Mombasa Exchange 2021: What are finance and economics about? - Media Programme Sub-Saharan Africa
This portlet should not exist anymore
The importance of finance and economics reporting is becoming more pronounced, as news consumers show a growing interest in this field. Meanwhile, the pool of reporters with the relevant skills remains limited, something that stifles the growth of business journalism. Consequently, that limits media houses from explaining national budgets, ramifications of free trade, company accounts and other themes to their readers and audiences.

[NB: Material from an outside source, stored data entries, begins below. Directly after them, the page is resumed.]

PR #855, opened 2026-08-06
feat: GridMap and CSG authoring tools for 3D map building

michaltomczykowski:
Adds two new MCP tool domains for 3D geometry authoring in the editor.

## GridMap (`gridmap_manage`)
- `gridmap_set_item` — set a cell item at (x, y, z), `item=-1` erases; orientation validated 0..24
- `gridmap_fill` — fill a 3D box region in one undo action (4096-cell cap, batched into a single undo-history entry)
- `gridmap_clear` — clear all cells, undoable via snapshot (refuses oversized maps above 4096 cells)
- `gridmap_get_used_cells` — read placed cells
- `gridmap_list_library_items` — discover MeshLibrary item ids/names/meshes before placing (the 3D analogue of `tileset_get_atlas_image`)

## CSG (`csg_manage`)
- `csg_create` — box / sphere / cylinder / torus / polygon under a Node3D parent, with `union` / `intersection` / `subtraction` (holes, caves, tunnels); an omitted name falls back to the shape class
- `csg_set_operation` — change the boolean operation with undo

Both follow the existing `tilemap_handler.gd` contract: `McpNodeValidator` resolution, `scene_file` guards, `EditorUndoRedoManager` undo, lazy handler registration in `plugin.gd`, `register_manage_tool` rollups, readiness gating, `tool_catalog.gd` + `domains.py` sync, docs in `TOOLS.md`.

## Tests
- Python unit: 20 new tests in `tests/unit/test_gridmap_csg_handlers.py` (forwarding + `require_writable` gating; read ops verify no writable gate)
- Integration: 5 rollup dispatch tests in `tests/integration/test_mcp_tools.py` (incl. envelope-readiness preservation for the new commands)
- Godot: `test_gridmap.gd` (12 tests) + `test_csg.gd` (12 tests) — undo round-trips, region-fill undo preserving outside cells, erase via negative item, library listing, exact `MAX_FILL_CELLS` boundary, oversized-clear guard, default-name / torus / polygon / intersection coverage, wrong-type / scene-mismatch / out-of-range guards, stored-cell read-backs
- `test_server_instructions.py` frozen surface updated

## Verification
- `pytest tests/unit tests/integration` — 1686 passed / 0 failed
- Godot suite (editor) — 2144 passed / 0 failed (gridmap 12/12, csg 12/12)
- `ruff check` — clean
- Command-name parity (Python `send_command` vs `plugin.gd` `register_lazy`) — verified
- CI — 23/23 checks green

Issue #781, opened 2026-07-21
Design: custom tool extension point — project-registered MCP tools without core changes


dsarno:
## Motivation

#776 proposed running a project's gdUnit4 suites through the MCP. We're declining the in-core coupling (see the closing comment there), but the underlying need is real and recurring: projects want to expose project-specific operations — third-party test runners, build steps, custom editors — to agents through the already-connected MCP channel, without forking core handlers.

## Sketch (for discussion, not committed)

- **Plugin side**: a registration API on the dispatcher — an addon or project script (e.g. `res://mcp_tools/*.gd`, or an explicit `McpToolRegistry.register(...)` call from any `@tool` script) declares `{name, description, params_schema, handler}`, with opt-in support for the deferred-response pattern (`DEFERRED_RESPONSE` + `send_deferred_response`) and a per-command timeout entry.
- **Server side**: custom commands are discovered via the existing capabilities handshake and exposed either under a single namespaced rollup (`custom_manage(tool=..., params=...)`) or as dynamically registered MCP tools. The rollup keeps the advertised surface stable and is the conservative default.
- **Capability surfaces** (instructions / catalog / status) must reflect registered custom tools — the same honesty bar #772 sets for exclusions.

## Constraints

- No behavior change for built-in tools.
- Custom tools run with the same editor privileges any addon already has — not a new trust boundary, but it must be documented plainly.
- Server-side schema validation for custom tool params.
- Domain-exclusion and telemetry interplay defined up front: custom-tool errors must not pollute fleet metrics (tag them as custom).
- A docs page with a worked example.

## Validation case

A gdUnit4 runner addon built outside core against this interface (see #776 for the mechanism research: trigger via `GdUnitCommandHandler`, subscribe to `GdUnitSignals`, deferred response on `SESSION_CLOSE`) — by its proposer, if willing, and we'd gladly link it from the README once it exists.

## Open questions

1. Rollup (`custom_manage`) vs dynamic per-tool MCP registration?
2. Discovery timing: register at plugin scan vs lazily?
3. How do custom-tool failures surface in the error-code taxonomy?
4. Should the dock list registered custom tools?

---
_Generated by [Claude Code](https://claude.ai/code)_

21ess:
@dsarno hi. This looks quite funny. I usually use the gdUnit4 plugin and hope to try to solve this problem. Is there anyone handling this issue at present? If not, I am willing to contribute.

dsarno:
[...]

Issue #776, opened 2026-07-20
Feature proposal: run a project's gdUnit4 suites via MCP (in-editor, with warnings surfaced)


eth0net:
## Motivation

`test_run` today drives the addon's own `McpTestSuite`/`McpTestRunner`. Projects that use **gdUnit4** (a very common Godot test framework) have no MCP path to run *their* tests — an agent has to shell out to gdUnit4's headless CLI in a separate process, which is slow and, run against the live project, races the editor's `.godot` import cache. Being able to run the project's gdUnit4 suites through the connected editor — the same way `project_run` drives game scenes — would let an agent iterate on game logic and see failures **and warnings** without leaving the MCP.

Flagging up front: I couldn't find any existing issue/discussion on third-party test-runner support, so this may be out of scope — very happy to be told so before anyone invests.

## How gdUnit4 6.1.x actually works (so "in-editor" is well-defined)

I dug through gdUnit4 `v6.1.3` source to confirm the mechanism, because it changes the design:

- gdUnit4 **never runs tests in-process** in the editor. Its own GUI "Run" **spawns a second Godot process** (`GdUnitTestRunner.tscn`) that executes suites and streams results back over **TCP**.
- The editor process hosts a `GdUnitServer` and **re-emits** every received event on a global bus: `GdUnitSignals.instance().gdunit_event` (`GdUnitEvent`) / `gdunit_message`.
- Runs are triggerable programmatically without the GUI via `GdUnitCommandHandler.instance()` (e.g. `test_session_command.execute(tests: Array[GdUnitTestCase], is_debug=false)`), with test cases discovered through `GdUnitTestDiscoverer` / `GdUnitTestSuiteScanner`. `GdUnitEvent`/`GdUnitReport` carry per-test status + message + line; `SESSION_CLOSE` marks the end.

So the addon would **not** run tests itself — it would drive gdUnit4's machinery from inside the editor and subscribe to gdUnit4's own signal bus (gdUnit4 still owns the isolated subprocess, exactly as when a user clicks Run). That means:
- no new headless/cache-concurrency hazard (it's gdUnit4's normal editor flow), and
- it maps cleanly onto the existing **deferred-command** pattern: trigger → return the deferred sentinel → accumulate events → `send_deferred_response` on `SESSION_CLOSE`.

Requires the gdUnit4 plugin to be enabled (guarded via `Engine.has_meta("gdunit_server_port")`); if absent, return an actionable error.

[...]

PR #856, opened 2026-08-06
feat: terrain domain - deterministic heightmap meshes with collision

michaltomczykowski:
Adds a new MCP tool domain for heightmap terrain authoring in the editor.

## Terrain (`terrain_manage`)
- `terrain_create` — build a deterministic FastNoiseLite heightmap under a Node3D parent: an indexed ArrayMesh ("TerrainMesh") with height-tinted vertex colors and smooth per-vertex normals, plus an optional "TerrainCollision" StaticBody3D with a `ConcavePolygonShape3D` from the same triangles. Params: `size` (4..128), `cell_size`, `seed`, `noise_type` (simplex / simplex_smooth / perlin / ridged / value), `frequency`, `octaves`, `height_scale`, `base_height`, `generate_collision`
- `terrain_regenerate` — rebuild an existing terrain container in place with new params; one undo action restores the previous mesh/collision state

**Deterministic by design**: the same seed + params always produce the same mesh, so agents can iterate on seeds and compare screenshots honestly. Holes and carved detail are CSG territory (`csg_manage`) — composition, not duplication.

Follows the same conventions as the gridmap/csg PR: `McpNodeValidator` resolution, `scene_file` guards, `EditorUndoRedoManager` undo (node-first history routing), lazy handler registration in `plugin.gd`, `register_manage_tool` rollup, readiness gating, `tool_catalog.gd` + `domains.py` sync, docs in `TOOLS.md`.

## Tests
- Godot: `test_terrain.gd` (10 tests) — stored-Variant readbacks from the mesh (exact vertex count, positions), full-array seed determinism (interior cell, since grid (0,0) maps to seed-independent noise(0,0)), regenerate round-trip + undo restore, collision on/off, degenerate-param guards, wrong-type / scene-mismatch errors
- Python unit: `tests/unit/test_terrain_handlers.py` — forwarding + `require_writable` gating for both ops
- Integration: 3 rollup dispatch tests (create, regenerate, envelope-readiness preservation)
- `test_server_instructions.py` frozen surface + `test_dispatcher.gd` lazy-handler count updated

## Verification
- `pytest tests/unit tests/integration` — 1673 passed / 0 failed
- Godot suite (editor) — 2131 passed / 0 failed (terrain 10/10)
- `ruff check` — clean
- Command-name parity (Python `send_command` vs `plugin.gd` `register_lazy`) — verified

## Summary by CodeRabbit

- **New Features**
  - Added terrain authoring tools for creating and regenerating deterministic heightmap terrain.
  - Supports configurable size, noise, seed, elevation, and optional collision generation.
  - Terrain creation and regeneration can be undone in the editor.
  - Added terrain tools to the available domain catalog and management interface.

- **Bug Fixes**
  - Added validation for invalid terrain parameters, parent nodes, scene paths, and regeneration targets.

- **Documentation**
  - Documented terrain creation and regeneration operations.

- **Tests**
  - Added coverage for terrain generation, determinism, collision, validation, regeneration, and undo behavior.


michaltomczykowski:
Addressed all five review comments in 50fa1bd:

**Fixed (with regression tests):**
- **Frequency was applied twice** — get_noise_2d(x * freq, y * freq) on top of FastNoiseLite.frequency squared the effective frequency. Now raw grid coordinates; new 	est_terrain_frequency_changes_shape distinguishes 0.02 vs 0.2.
- **Owners assigned before attachment were rejected** — _build_children set scene_root as owner while the container was not yet in the tree, so the generated mesh/collision would not persist on scene save. Owners are now assigned via a do-method in the undo chain (_assign_owners, walks descendants) after dd_child; tests assert owner == scene_root on every generated node.
- **Routing metadata persisted into the scene** — _apply_rebuild now drops the _mcp_terrain_rebuild marker after it has served its history-routing purpose.
- **Collision restoration on regenerate-undo was uncovered** — the undo test now regenerates with generate_collision: false, asserts the body is removed, then asserts undo restores it.

**Addressed with measurement (frame-budget comment):**
A max-size (128×128) build measures **~27ms** (default 48×48 ~4ms) — a one-shot hitch on an explicit authoring command, the same order as the existing 4096-cell tilemap/gridmap fills accepted in this codebase. The 4ms guideline governs the plugin's continuous per-frame processing; generation is deliberately synchronous because it touches no scene state until the final attach, and the repo reserves worker threads for blocking I/O (vision routing). Documented in the handler header.

Verification: terrain 11/11, full Godot suite 2132/0, pytest 1673/0, ruff clean, 23/23 CI.

dsarno:
Thank you for this one too — the craftsmanship is the same high standard as #855 (which just merged), and the deterministic-seed design is genuinely the right call for agent iteration. A security pass over the diff also came back clean.

We're holding this PR rather than merging it into core, and the reasoning is policy, not quality — the same core-vs-custom line drawn in #776/#781:

- **"Terrain" is not a Godot concept.** GridMap and CSG (#855) are thin authoring wrappers over built-in engine node types. This PR instead *invents* a node shape — an opinionated generator with baked-in aesthetics (height-tinted vertex colors, a fixed material, `TerrainMesh`/`TerrainCollision` conventions). That's a content generator, not an editor-capability wrapper, and it sits uneasily with our rule that the surface should look like a Godot product.
- **A terrain domain in core invites scope creep.** Texture painting, erosion, chunking/LOD, holes — each will be a small step from what shipped, and every accepted one grows a compatibility surface core owns forever, in territory that dedicated terrain addons already serve well.

To be fair to the other side of the ledger: it depends only on engine built-ins (FastNoiseLite, SurfaceTool), so the third-party-coupling disqualifier from #776 doesn't apply. This was a close call.

The plan: #781 is designing a custom tool extension point so addons can register their own MCP tools without core changes. This terrain domain would be an excellent second validation case for that design alongside the gdUnit4 runner — a first-party-quality consumer that exercises the registration surface with real geometry authoring. We'd love to see it live as an addon built against that interface once it lands, and we'd link it from the README.

Leaving this open and marked as held pending #781. Your input on the registration surface over there would be valuable — you've now built exactly the kind of tool it needs to serve.

---

dsarno (commented):
## Security review

No malicious or suspicious code, and the guard parity with sibling handlers checks out: both Python ops call `require_writable_async` before `send_command` (matching `tilemap.py`, pinned by the unit tests); the GDScript side routes create through `McpScenePath.require_edited_scene` + parent resolve + Node3D type check and regenerate through `McpNodeValidator.resolve_or_error` with `scene_file` support. The mesh-generation math is exactly what it claims — FastNoiseLite sampling, normals, indexed SurfaceTool emission — with all loops bounded by the `size` clamp (4..128 → ≤16,384 verts) and `octaves` 1..6, so no memory-exhaustion path. Registration changes are purely additive.

Three low-severity findings, none blocking, but the first is worth addressing:

1. **Destructive regenerate on non-terrain nodes with lossy undo** (`terrain_handler.gd:110-134`, `_clear_generated` at ~375): regenerate accepts *any* Node3D and immediately frees children literally named `TerrainMesh`/`TerrainCollision`, while `_capture_mesh_state` snapshots only the mesh resource and first collision shape — not scripts, material overrides, or extra children. A misdirected `terrain_regenerate` on a hand-built node with a name-colliding child destroys data that undo only partially restores. Suggest requiring an MCP-terrain marker (e.g. metadata set at create time) before clearing, or deep-capturing prior children.
2. **No `scene_file` pin on the Python tool** — the GDScript handler honors the opt-in wrong-scene guard, but `src/godot_ai/handlers/terrain.py` never exposes it, so a scene switch racing the call writes terrain into the wrong open scene. Matches the existing `tilemap.py` gap, so noting rather than blocking.
3. **Non-finite floats pass validation** (`_validate_params`, ~152-163): NaN fails safely past the `<= 0.0` comparisons and inf `cell_size` is accepted — result is a garbage mesh, bounded work, not exploitable. Robustness nit.

---

dsarno (changes requested):
## Full review (correctness, tests, conventions)

Follow-up to the security review. Ran `pytest` on the PR head (1687 passed, 5 skipped) and `ruff` clean. The domain integration is exemplary — lazy registration, rollup pattern, catalog/domains/instructions sync, undo bundling, readiness gating, and test hygiene all follow the repo conventions, and the earlier CodeRabbit items are genuinely resolved at head (owner assignment via `_assign_owners` after `add_child`, the `_mcp_terrain_rebuild` meta cleaned up in the do-chain, frequency applied once, regenerate-undo collision restore tested). But there's one blocker:

1. **Blocker — triangle winding is inverted: the terrain renders back-face-up and is invisible from above.** In `_build_surface` (~236-243), `_emit_tri(st, triangles, verts, a, c, b)` / `(b, c, d)` produces a +Y cross product, i.e. counter-clockwise seen from above — but Godot's front face is **clockwise** (verified against `PlaneMesh::_create_mesh_array` in the engine: its up-facing plane emits triangles whose cross is −Y). So the mesh's front faces −Y; with a default cull-back material the terrain is culled from every viewpoint above the surface, while the hand-computed normals point up — normals and winding actively disagree. The collision faces are wound the same way (`backface_collision` is false, so fast bodies from above can tunnel). `terrain_create` → look down in the viewport → nothing renders, which defeats the tool's own "iterate on seeds and compare screenshots" purpose. Fix: emit `(a, b, c)` and `(b, d, c)` — the existing normal-accumulation order is then already correct. Please add a test asserting `(v1−v0).cross(v2−v0).y < 0` for the first triangle, and do the live viewport smoke `docs/verification.md` requires — no current test asserts orientation, which is exactly why this survived.

Minor, can ride along or follow up:

2. `regenerate` builds the whole surface twice — `_build_surface(p)` for the response counts, then again inside `_apply_rebuild` via `commit_action()`. Pass the built data in, or derive counts arithmetically (`size²`, `2·(size−1)²`).
3. `terrain_regenerate` on the Python side fills every default, so omitted params silently reset the terrain (create at size=96 → regenerate with just a new seed snaps back to size=48). At minimum document "restate all params" in `_DESCRIPTION`; better, persist creation params and merge.
4. Grid (0,0) samples `noise.get_noise_2d(0,0)` which is 0 for gradient noise regardless of seed — the corner (and, at some frequencies, a lattice of points) is pinned to `base_height` for every seed; the tests route around it rather than the handler fixing it. Sampling at a half-cell offset removes the pinned points cheaply.
5. `height_scale=0` passes validation but makes `_height_color` compute `inverse_lerp(-0.0, 0.0, …)` → NaN → all-snow tinting. Require `> 0` or guard the degenerate case.
6. Nits: `test_terrain_frequency_changes_shape` would pass even with squared frequency (distinct meshes either way) — a real pin is comparing against an independently-constructed `FastNoiseLite`; `docs/tool-surface.md:16` and `TOOLS.md:3` still say "~43 tools / 24 rollups" (now 44/25).

With the winding fixed plus an orientation test and a viewport smoke, this is ready — everything else about the PR is genuinely well-built.

---

dsarno:
@michaltomczykowski — the extension point this PR was held for has now landed, so here's the resolution we promised in the hold comment.

**What shipped:** #875 (merged as `0a7edb3`, closing #781) added `McpToolRegistry` — third-party Godot addons register their own MCP tools with data-only specs, no core changes. Specs with `promoted: true` surface as first-class MCP tools (`custom_<name>`) advertising your own `params_schema` verbatim, with per-tool enable/disable in the dock and per-project persistence. The registration surface is documented in `docs/plugin-architecture.md` (custom tools section) and `docs/TOOLS.md`.

**What this means for terrain:** we're closing this PR per the core-vs-custom policy from the earlier hold comment — not for quality, which remains excellent. The invitation stands and is now concrete: ship this as a standalone addon that registers `terrain_create` / `terrain_regenerate` (promoted) via `McpToolRegistry`. The conversion is smaller than it may look — roughly half this diff was core integration (`domains.py`, `tool_catalog.gd`, rollup wiring, server-instructions sync) that simply disappears in the addon form. `terrain_handler.gd` and your GDScript tests are the part that carries over.

**The review findings carry over as your addon's punch list** — the inverted triangle winding first (the terrain renders back-face-up and is invisible from above regardless of where the code lives; fix is emitting `(a, b, c)` / `(b, d, c)`), then the regenerate double-build, the regenerate-defaults reset, the (0,0) seed-pinned sample, and the `height_scale=0` NaN tint. The full details are in the changes-requested review above.

When the addon exists, we'd be glad to link it from the README as promised — it would be the first community custom-tool addon, and this codebase is exactly the validation case the registry was designed for. Happy to answer questions about the registration surface here or in a new issue.

Thanks again for the quality of this work — twice over, since it also pressure-tested the custom-tool design.

---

Given this background, KAS Media Africa hosted a conference – from 6th to 9th September 2021 – in Mombasa, a history-rich Kenyan port city with a sizeable tourism industry. The event drew 20 print and broadcast journalists from business newsrooms in 14 countries – participants hailed from capitals such as Banjul, Harare, Lusaka and Yaoundé.
For Ouagadougou-based Sandrine Sawadogo, L’Economiste du Faso editor-in-chief, one of the major benefits from the Mombasa Exchange was an opportunity to interact with journalists from beyond West Africa. “I was very happy to be exposed to high standards of financial reporting,” said Sawadogo, adding that she was putting into practice some of the learnings from Mombasa. Likewise, KAS scholar and financial reporter Arnold Segawa, one of the speakers, noted the skills gaps but praised the commitment shown by media practitioners to improve the quality of financial reporting. As a highlight, he cited potential collaborations emanating from this exchange – such as cross-border projects, notably a 2022 special edition by the Ethiopian Business Review – that the participants are discussing or pursuing.
Further, Segawa, whose session on Day 2 looked at GDP-related themes, explained how media practitioners could use such economic indicators to generate several story ideas. GDP stories “could range from consumption to government spending… such coverage shows the breadth of financial reporting away from mere statistics”.
Overall, the conference gave the participants an opportunity to network across national and regional boundaries; and engage with experts in areas relating to macroeconomics, free trade, research and others. At the crux of the programme was the quality of financial journalism. While taking the participants through the different phases of Kenya’s business reporting development, since the 1980s (when newspapers merely rehashed government’s budget speeches), veteran newsman Joseph Odindo, media consultant at Aga Khan University (Nairobi), urged editors and reporters to return to the basics: read and understand the dynamics of the economy in order to be effective in their duties to explain to their audiences.
KAS Media Africa Director Christoph Plate reminded the media practitioners of their duty as gatekeepers and how the information they find or the manner in which they present it can help shape opinions. “As journalists and editors, we have a big responsibility,” asserted Plate. “As gatekeepers, we tell our readers and our viewers what is important and what is not important. We should always remind ourselves of this responsibility over and over again.”